Staff spend time supporting new children to settle in. They show them where facilities are and help them to participate in routines, such as lining up to get their snack and finding somewhere to sit. Staff are observing children to find out about their interests so that they can use this information to plan further activities for them.

There is a named coordinator to support children with special educational needs and/or disabilities. They have completed comprehensive training to understand how to meet children's individual needs. The named coordinator knows how to access additional support for children who may need it so that they feel included and reach their potential in the club.

Children's health is well supported. They have plenty of opportunities to practise their physical skills as they play ball games in the large hall. Children enjoy choosing from a varied range of healthy and nutritious snacks, such as apple, strawberry, banana and popcorn.

Children are encouraged to express their imaginations.

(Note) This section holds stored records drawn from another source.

PR #2490, opened 2019-06-17
Encapsulate lib.Config and reuse it directly in the OCI runtime

saschagrunert:
This PR does two major things in terms of refactoring and support of further live reload configuration options:

1. Move `lib.Config` to a dedicated package:
We need to have a dedicated package for the library configuration to
avoid cyclic imports and to be able to refactor functions with a
tremendous amount of parameters.

2. Use the new `*config.Config` within the OCI runtime directly:
This cleans-up the high amount of copying during OCI creation. Beside
this, we're now allowed to update the configuration structure from
outside and have direct influence on the OCI configuration without
required restart.

PR #2495, opened 2019-06-17
Fix error when run root is empty

haircommander:
There exist situations in which run root can be empty for a runtime. The main situation we could encounter is during an upgrade from 1.14 -> master (and soon 1.15), the crio.conf won't have a runtime.runroot specified (because it is a new feature). 

This PR has two possible solutions for this problem. One is we could only specify the run root to the runtime if it is set. This is a bit verbose, but doesn't require hardcoding a default in the runtime_oci.

The second is simply set a default if it is not set. It's much cleaner.

I am opening a WIP PR with both, and upon deciding which (or both) is better I'll update the PR and take the WIP off

### DIFF
--- a/lib/config.go
+++ b/lib/config.go
@@ -28,6 +28,10 @@ const (
 	defaultTransport    = "docker://"
 	apparmorProfileName = "crio-default"
 	cgroupManager       = oci.CgroupfsCgroupsManager
+	defaultRuntime      = "runc"
+	defaultRuntimePath  = "/usr/bin/runc"
+	defaultRuntimeType  = "oci"
+	defaultRuntimeRoot  = "/run/runc"
 )
 
 // Config represents the entire set of configuration values that can be set for
@@ -388,12 +392,12 @@ func DefaultConfig(systemContext *types.SystemContext) (*Config, error) {
 			FileLockingPath: lockPath,
 		},
 		RuntimeConfig: RuntimeConfig{
-			DefaultRuntime: "runc",
+			DefaultRuntime: defaultRuntime,
 			Runtimes: map[string]oci.RuntimeHandler{
-				"runc": {
-					RuntimePath: "/usr/bin/runc",
-					RuntimeType: "oci",
-					RuntimeRoot: "/run/runc",
+				defaultRuntime: {
+					RuntimePath: defaultRuntimePath,
+					RuntimeType: defaultRuntimeType,
+					RuntimeRoot: defaultRuntimeRoot,
 				},
 			},
 			Conmon: conmonPath,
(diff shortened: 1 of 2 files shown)


haircommander:
Update: after a little bit of mental deliberation, I decided the second option was superior. The PR is reflective of that. You can still see both options at `github.com/haircommander/cri-o/tree/runroot-hotfix-save` but I feel this is better.

haircommander:
also included a forward port of https://github.com/cri-o/cri-o/pull/2461 while I was in the area :)

rhatdan:
LGTM

oci/runtime_oci.go
```diff
@@ -35,6 +35,9 @@ const (
 
 	// Command line flag used to specify the run root directory
 	rootFlag = "--root"
+
+	// default run root to be used for OCI runtime if it is not set by handler
+	defaultRunRoot = "/run/runc"
```
saschagrunert: If we give this PR precedence to #2490, then I'd have a fix in mind to avoid the duplication of that variable. :)

oci/runtime_oci.go
```diff
@@ -48,10 +51,14 @@ type runtimeOCI struct {
 
 // newRuntimeOCI creates a new runtimeOCI instance
 func newRuntimeOCI(r *Runtime, handler *RuntimeHandler) RuntimeImpl {
+	runRoot := defaultRunRoot
```
saschagrunert: Is the reason why we do this here and not during config validation because the issue can affect already running containers?

If so, then I'd be fine with that. If not I'd suggest setting the runRoot once on configuration validation or even before on CLI argument parsing.

lib/config.go
```diff
@@ -514,7 +518,19 @@ func (c *RuntimeConfig) Validate(systemContext *types.SystemContext, onExecution
 
 	// check we do have at least a runtime
 	if _, ok := c.Runtimes[c.DefaultRuntime]; !ok {
-		return errors.New("no default runtime configured")
+		// Set the default runtime to "runc" if default_runtime is not set
+		if c.DefaultRuntime == "" {
```
saschagrunert: I'm wondering about the reason behind this. Setting `default_runtime = ""` inside the config seems a clear misconfiguration to me, since the value is set but wrong (empty). On the other hand I'd be totally fine with that if we say something is not configured if the value is `""`.

We don't handle this in a consistent way in my point of view. For example we have no default `conmon` path set, and if it's `""`, we fail.

I'm not sure if we can fix these issues without adding workarounds like these, whereas I like the additional checks and we should go for strong defaults.

oci/runtime_oci.go
haircommander: I liked doing it here because it can be the default only for runtime_oci, and I didn't want to effect any other runtimes.

lib/config.go
haircommander: This is for upgrades actually. default_runtime was not a setting and we want to make sure we roll over configurations smoothly.

oci/runtime_oci.go
haircommander: I like the sounds of that!

oci/runtime_oci.go
saschagrunert: I see. I would say it is better to keep it there since with that solution already running workloads still work as expected.

haircommander: sorry--do you mean you'd prefer to move this check into validation? 'there' isn't clear to me

saschagrunert: No, it's fine like it is now. :)

haircommander: SGTM!

haircommander:
@umohnani8 @mrunalp PTAL

oci/runtime_oci.go
TomSweeneyRedHat: Can or should this be in a conf file so it could be changed by the admin if necessary?

umohnani8:
LGTM

PR #2496, opened 2019-06-17
[1.14] Disable file locking by default

haircommander:
File locking adds runtime overhead and thus should be opted into as a user. Disable it by default here


rhatdan:
Would be better to have an explanation of why this is needed in the PR.
Code LGTM

haircommander:
@rhatdan fixed!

They practise their dressing skills, putting on costumes and pretending to be different characters.Children immerse themselves as they use dolls and figures to act out narratives that they are familiar with.

Parents speak highly of the club. They say that their children love attending and particularly appreciate the range of craft activities available, which capture their interests. Parents comment that staff are always friendly, helpful and approachable and are flexible in meeting their needs.

Children behave extremely well in the club. They build respectful relationships with staff and each other. Children treat resources with respect and know to tidy up when they have finished playing with something.

Staff use effective strategies to help children to understand their expectations for their behaviour.Staff receive a thorough induction programme when they start employment. They are provided with training on all aspects of their role, which helps them to understand and fulfil their role and responsibilities.

The manager provides regular opportunities for supervision with staff so that they can discuss their performance and any concerns they may have. This helps to promote the interests of all children.The provider ensures that all required documentation is maintained accurately.

New systems have been implemented for recording children's hours of attendance. Confidential information and records are held securely to protect children's privacy. The provider has ensured that there is always somebody present and available who holds a current paediatric first-aid certificate to respond in the event of an emergency.


The arrangements for safeguarding are effective.Staff and managers undertake regular training to keep their knowledge of safeguarding issues up to date. They have a secure understanding of signs which could indicate a child is at risk of abuse or harm.

Staff and managers know the procedures to follow to report any child protection concerns they may have, including what to do if an allegation is made against a member of staff. Managers implement rigorous recruitment procedures to help check the suitability of staff before they start work. Staff are deployed effectively to supervise children at all times and ensure their safety.